The fluorescent lights buzzed and hummed noisily as my heels clicked along the marble tiles. I passed three doors and stopped at the fourth. I was in luck. The small staff bathroom was open, complete with two comfortable chairs and a table. I pulled him in and locked the door behind us.

I pushed him into one of the leather chairs and straddled him, hiking my tight skirt up as I slid along his long legs.

“My, Doctor.” The words passed his lips when I pressed my mouth against his.

What happened next sealed his fate. Specimen 1 was nicely endowed and we kept pace in frenzied secret lust. When the chair lost its intrigued, I lay on the floor, his breath hot on my neck as he impaled me.

As my hands clutched his back beneath his shirt, his flesh warming me inside and out, I thought about the next phase of my experiment and his place in it.

I came once, twice, three times in that little bathroom. His climax was accompanied by a loud cry and then my name whispered into the crook of my neck.

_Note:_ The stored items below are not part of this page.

PR #1407, opened 2019-02-27
Update page title for homepage

### LINKED ISSUE #1389: [amp.dev] Bad title for homepage
The homepage title is currently just "Start".

Also the link on the logo goes to `/index.html`. Please change to `/`.

matthiasrohmer:
This one fixes #1389 while at the same time introducing the functionality to define special titles for specific pages by using 

```yaml
---
$title: Start
$titles:
  title: AMP - a web component framework to easily create user-first web experiences
```

in their frontmatter. At the same time all page titles just defined by `$title` will be postfixed by " - AMP" just like on ampproject.org.

### DIFF
--- a/pages/content/amp-dev/index.html
+++ b/pages/content/amp-dev/index.html
@@ -1,5 +1,7 @@
 ---
 $title: Start
+$titles:
+  title: AMP - a web component framework to easily create user-first web experiences
 $view: /views/custom.j2
 
 news: !g.yaml /content/shared/data/blog.yaml
--- a/frontend/templates/layouts/default.j2
+++ b/frontend/templates/layouts/default.j2
@@ -24,7 +24,12 @@
     {% block head %}
     <meta charset="utf-8"/>
     <script async src="https://cdn.ampproject.org/v0.js"></script>
-    <title>{{ doc.title }}</title>
+    {# If there is a special title use that one without a postfix #}
+    {% if doc.titles('title') != doc.title %}
+    <title>{{ doc.titles('title') }}</title>
+    {% else %}
+    <title>{{ doc.title }} - AMP</title>
+    {% endif %}
     {% if podspec.env.name == 'development' %}
     <link rel="shortcut icon" href="/static/img/favicon-local.png"/>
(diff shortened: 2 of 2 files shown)


sebastianbenz:
What's the difference between `title` and `titles`?

matthiasrohmer:
The titles in the `$titles` dictionary can be called via `doc.titles(*key*)` which falls back to `$title` if no title with that key is defined. That allows to define different titles for various use cases (`<title>`, headline, in navigations). Currently we only made use of it for the header.

pages/content/amp-dev/index.html
```diff
@@ -1,5 +1,7 @@
 ---
 $title: Start
+$titles:
+  title: AMP - a web component framework to easily create user-first web experiences
```
sebastianbenz: Why not replace `start` with the correct title?

matthiasrohmer: Not the case but when the homepage would be met by any of the navigation walkers (sidebar, header) they would print this full-blown title.

We could flip the pattern and use `$titles.nav` instead for navigation titles.

matthiasrohmer:
`$titles` is the required name from Grow. Only the keys inside the list are free to choose.

pages/content/amp-dev/index.html
sebastianbenz: > We could flip the pattern and use `$titles.nav` instead for navigation titles.

SGTM - that would make it more clear

sebastianbenz:
Ah ok - wasn't aware. `titles` it is then. One comment, otherwise LGTM.

pages/content/amp-dev/index.html
matthiasrohmer: Cool, will ping you when done 🙂

sebastianbenz:
@matthiasrohmer are you going to change to `$titles.nav` as part of this PR?

matthiasrohmer:
In this one, I just want to wait for #1416.

matthiasrohmer:
Closed by #1422 and #1424.

PR #1419, opened 2019-03-07
Use new gifs and update templates

kul3r4:
only thing missing here is to decide the alignment of the heading on text template, the PR will be ready to be merged once I finish that


kul3r4:
@calebcordry @stillers FYI

sebastianbenz:
@kul3r4 would it be possible to use videos instead of GIFs due to smaller file sizes?

kul3r4:
videos are not supported a s a preview, when I tried they were not rendering

kul3r4:
@sebastianbenz this is now ready to be merged

calebcordry:
Can we change the preview code so that it will show videos? I agree with @sebastianbenz

sebastianbenz:
That'd be great! I think you'd need to change the previews [here](https://github.com/ampproject/docs/blob/f6f6dc41f34917f1f3601f56f03c80b06b3a2fce/frontend/templates/views/partials/teaser.j2#L60). @matthiasrohmer can tell you exactly what you need to do.

kul3r4:
Would that be ok to do it in another PR? This will take time as I need to
request to generate the videos.

PR #1420, opened 2019-03-07
🐛 Fix xlink error thrown by amp validator

dandzdandz:
Removed all the xmlns:xlink="http://www.w3.org/1999/xlink" attributes in the <use> tags to prevent the amp validator of going haywire


matthiasrohmer:
That doesn't seem to be needed for the live validator, see https://amp-dev-staging.appspot.com/?amp=#development=1. Can you verify?

matthiasrohmer:
`xmlns:xlink` are definitely needed for Safari, the `xmlns:` prefix gets lost somewhere during generation process. Needs to be fixed differently.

We lay on the floor for a moment, I savored the delightful smoothness of his young, firm skin. His sweat mingled with mine until at last, he pulled himself out and off of me. He was almost coy as he slid his pants back up. I laughed.

“A most excellent party, Doctor,” he grinned.

“Welcome to Toronto,” I smiled.

We returned to the party and made our rounds. He was whisked away by his hosts to be introduced around the room. I stood alone mostly, dodging glares from spurned suitors.

At one point, I approached the book-club clique of behavioral scientists and tried to shoehorn my way into their conversation. I let them prattle at me, and I them, while I watched as Specimen 1 was led outside and, thus, to the taxi that would send him off to his hotel.

 

 

Journal

I continue with my work, struggling to perfect my slippery idea into reality. A complicated, yet surprisingly simple, concept.

It was time to build the family.

There needed to be a way to entice someone to want to be part of a team. My team. But would the team players know about each other?
Should
they know about each other?

 

Loneliness is a fear for most. Sexual compatibility is something we all crave. With sexual compatibility, there would be no loneliness.

 

Part of my research involves capturing that moment when everything seems so perfect—two bodies, two hearts beating against each other, flesh warm against flesh. Anything else on earth, one can do for one’s self. But to have someone’s arms around you while they are in you, that needs partnership.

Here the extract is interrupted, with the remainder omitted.